- Task input:
PR #4389, opened 2018-11-01
www: Don't use external resources in dashboard smoke test

p12tic:
Probably 90% of recent random smoke test failures have been caused by the dashboard test not loading dashboard page in 11s (e.g. https://nine.buildbot.net/#/builders/10/builds/3085). Turns out that we load an external resource from github (`https://api.github.com/repos/buildbot/buildbot/stats/code_frequency`) which may take a long time to generate the first time.

While I have not proved this is the actual cause of the test instability, I did reproduce the failure the first time I ran the test locally and could not reproduce it again, which is consistent with github generating the data the first time and timing out the test and being able to serve the cached version thereafter.

This PR uses local data in the repository for the test instead of loading it dynamically. While it may not fix the instability, it still does not make sense to load external data in tests.

### DIFF
--- a/smokes/mydashboard.py
+++ b/smokes/mydashboard.py
@@ -4,7 +4,6 @@ from __future__ import print_function
 import os
 import time
 
-import requests
 from flask import Flask
 from flask import render_template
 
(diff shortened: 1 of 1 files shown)


smokes/mydashboard.py
```diff
@@ -31,18 +31,16 @@ def main():
...
 
-    # Example on how to use requests to get some info from other web servers
-    code_frequency_url = "https://api.github.com/repos/buildbot/buildbot/stats/code_frequency"
-    results = requests.get(code_frequency_url)
-    while results.status_code == 202:
-        # while github calculates statistics, it returns code 202.
-        # this is no problem, we just sleep in our thread..
-        time.sleep(500)
-        results = requests.get(code_frequency_url)
+    # try not to fetch data from external sources because they might become
```
tardyp: well, the actual goal of this code is to serve as example in the doc for dashboard.
So this comment will get in the doc, and can be hard to understand.

Can you please keep the requests example as a comment?

p12tic: Indeed, thanks for pointing that out. I didn't realize that we have a symlink there. 

I think it's better to have a separate copy in docs as the fact that we use the file in CI should not make them worse. I've made docs have a separate copy in 2f3dc6e30ac09bb9d8578158f551354f210925a8 and added a mention that they should be kept in sync in 708042200775af444195273738358a7f5de4bfaf.

tardyp: The original goal of this is to provide an example of custom python dashboard.

As this is a fair amount of code, my goal there was to make sure it is always tested by having it in the e2e tests as well. I agree with you that this shouldn't affect the test reliability

tardyp: Well, the warning comment is typically the thing I wanted to avoid. 
who reads comment on top of a file? If there is a change in the middle of the file, github won't even show the comment to the reviewers.

I would rather remove the requests stuff altogether rather than duplicate this huge code.

p12tic: OK, will implement that.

- What is being asked:
If a line in the records includes the string "loading", copy it.

- Answer box:
Probably 90% of recent random smoke test failures have been caused by the dashboard test not loading dashboard page in 11s (e.g. https://nine.buildbot.net/#/builders/10/builds/3085). Turns out that we load an external resource from github (`https://api.github.com/repos/buildbot/buildbot/stats/code_frequency`) which may take a long time to generate the first time.
This PR uses local data in the repository for the test instead of loading it dynamically. While it may not fix the instability, it still does not make sense to load external data in tests.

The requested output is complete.